-- MATERIAL SUPPLIED follows --
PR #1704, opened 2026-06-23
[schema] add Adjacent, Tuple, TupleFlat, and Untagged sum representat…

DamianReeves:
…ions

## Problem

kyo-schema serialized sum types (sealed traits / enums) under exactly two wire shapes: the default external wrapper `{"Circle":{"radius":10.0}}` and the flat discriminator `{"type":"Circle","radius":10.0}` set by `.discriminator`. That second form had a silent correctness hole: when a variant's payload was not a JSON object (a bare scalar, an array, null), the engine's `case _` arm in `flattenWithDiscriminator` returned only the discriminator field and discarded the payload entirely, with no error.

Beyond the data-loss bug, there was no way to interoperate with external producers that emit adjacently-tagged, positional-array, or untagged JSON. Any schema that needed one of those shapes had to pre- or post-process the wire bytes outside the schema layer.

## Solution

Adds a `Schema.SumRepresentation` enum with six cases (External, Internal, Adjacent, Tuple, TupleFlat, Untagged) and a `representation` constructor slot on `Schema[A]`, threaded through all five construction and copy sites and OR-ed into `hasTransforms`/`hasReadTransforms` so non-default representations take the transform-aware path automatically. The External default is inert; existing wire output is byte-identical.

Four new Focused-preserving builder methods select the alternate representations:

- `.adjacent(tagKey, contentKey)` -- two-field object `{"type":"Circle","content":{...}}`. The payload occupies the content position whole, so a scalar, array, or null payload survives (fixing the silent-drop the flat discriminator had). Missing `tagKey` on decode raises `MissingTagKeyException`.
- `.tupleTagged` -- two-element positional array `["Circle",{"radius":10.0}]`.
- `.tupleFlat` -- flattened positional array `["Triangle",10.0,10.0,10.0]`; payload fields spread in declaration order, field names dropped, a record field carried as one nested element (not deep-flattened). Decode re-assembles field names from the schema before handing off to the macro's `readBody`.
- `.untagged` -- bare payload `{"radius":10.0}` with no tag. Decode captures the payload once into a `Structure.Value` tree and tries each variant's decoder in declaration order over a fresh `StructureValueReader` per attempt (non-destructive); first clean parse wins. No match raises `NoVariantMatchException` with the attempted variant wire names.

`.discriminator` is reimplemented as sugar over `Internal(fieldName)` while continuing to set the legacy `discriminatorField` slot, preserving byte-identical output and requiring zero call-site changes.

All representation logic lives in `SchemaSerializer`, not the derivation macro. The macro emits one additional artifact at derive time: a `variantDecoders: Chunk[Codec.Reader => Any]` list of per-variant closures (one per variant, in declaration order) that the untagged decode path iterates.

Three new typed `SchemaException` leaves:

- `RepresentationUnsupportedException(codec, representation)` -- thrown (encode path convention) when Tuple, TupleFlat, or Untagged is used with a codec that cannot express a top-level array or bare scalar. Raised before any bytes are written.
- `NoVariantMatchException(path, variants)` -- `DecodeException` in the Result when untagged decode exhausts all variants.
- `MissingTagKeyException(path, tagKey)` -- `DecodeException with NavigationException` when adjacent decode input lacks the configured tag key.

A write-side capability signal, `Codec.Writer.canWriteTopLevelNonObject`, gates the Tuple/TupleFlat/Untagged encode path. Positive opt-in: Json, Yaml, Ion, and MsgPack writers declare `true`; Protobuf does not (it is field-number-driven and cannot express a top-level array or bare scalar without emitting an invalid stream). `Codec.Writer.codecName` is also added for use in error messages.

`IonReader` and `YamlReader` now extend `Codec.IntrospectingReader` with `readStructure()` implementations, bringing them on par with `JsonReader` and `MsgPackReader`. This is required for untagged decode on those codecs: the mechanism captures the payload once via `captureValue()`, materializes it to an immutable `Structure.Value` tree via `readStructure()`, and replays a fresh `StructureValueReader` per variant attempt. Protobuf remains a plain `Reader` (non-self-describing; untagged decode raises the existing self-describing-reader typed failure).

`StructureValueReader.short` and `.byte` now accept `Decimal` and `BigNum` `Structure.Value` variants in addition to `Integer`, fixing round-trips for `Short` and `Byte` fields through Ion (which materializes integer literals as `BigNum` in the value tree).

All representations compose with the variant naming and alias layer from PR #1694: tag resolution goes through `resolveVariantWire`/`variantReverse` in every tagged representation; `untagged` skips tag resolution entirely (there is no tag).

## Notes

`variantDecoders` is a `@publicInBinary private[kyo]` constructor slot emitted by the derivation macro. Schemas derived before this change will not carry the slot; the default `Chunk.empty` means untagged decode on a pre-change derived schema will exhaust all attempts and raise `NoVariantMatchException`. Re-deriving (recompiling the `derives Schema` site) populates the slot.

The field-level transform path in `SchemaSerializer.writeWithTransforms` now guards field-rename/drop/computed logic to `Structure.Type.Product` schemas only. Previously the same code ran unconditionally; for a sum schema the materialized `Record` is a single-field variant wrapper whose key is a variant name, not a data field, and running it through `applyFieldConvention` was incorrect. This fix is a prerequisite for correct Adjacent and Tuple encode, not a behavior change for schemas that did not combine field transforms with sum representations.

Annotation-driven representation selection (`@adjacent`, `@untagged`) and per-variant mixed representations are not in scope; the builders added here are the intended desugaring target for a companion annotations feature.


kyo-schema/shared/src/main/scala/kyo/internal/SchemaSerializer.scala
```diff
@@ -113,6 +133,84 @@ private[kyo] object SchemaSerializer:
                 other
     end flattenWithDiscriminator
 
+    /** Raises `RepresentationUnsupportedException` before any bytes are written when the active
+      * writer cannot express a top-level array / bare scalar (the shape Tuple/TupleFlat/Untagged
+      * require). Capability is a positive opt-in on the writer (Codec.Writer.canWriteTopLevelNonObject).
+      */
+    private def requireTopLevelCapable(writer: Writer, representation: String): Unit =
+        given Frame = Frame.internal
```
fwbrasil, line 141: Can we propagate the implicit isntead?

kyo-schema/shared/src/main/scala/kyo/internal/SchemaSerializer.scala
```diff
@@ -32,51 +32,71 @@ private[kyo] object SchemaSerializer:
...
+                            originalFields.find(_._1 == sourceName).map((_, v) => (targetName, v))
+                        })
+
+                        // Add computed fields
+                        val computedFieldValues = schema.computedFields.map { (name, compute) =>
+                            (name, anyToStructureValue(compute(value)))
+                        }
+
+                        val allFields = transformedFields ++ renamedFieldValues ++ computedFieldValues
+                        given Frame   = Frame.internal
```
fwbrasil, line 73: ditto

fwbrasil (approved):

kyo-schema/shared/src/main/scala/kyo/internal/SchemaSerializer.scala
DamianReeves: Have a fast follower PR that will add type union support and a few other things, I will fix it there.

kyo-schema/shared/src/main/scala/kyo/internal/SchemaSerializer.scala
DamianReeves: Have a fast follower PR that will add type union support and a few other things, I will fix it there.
-- MATERIAL SUPPLIED concluded --
-- MATERIAL SUPPLIED follows --
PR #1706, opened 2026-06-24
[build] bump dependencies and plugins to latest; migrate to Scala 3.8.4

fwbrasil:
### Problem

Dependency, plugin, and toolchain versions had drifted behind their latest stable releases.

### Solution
-- MATERIAL SUPPLIED concluded --
## TASK STATEMENT
Using the entries above, tally every line that holds the word "output". Answer with that number only.

## TASK RESPONSE
2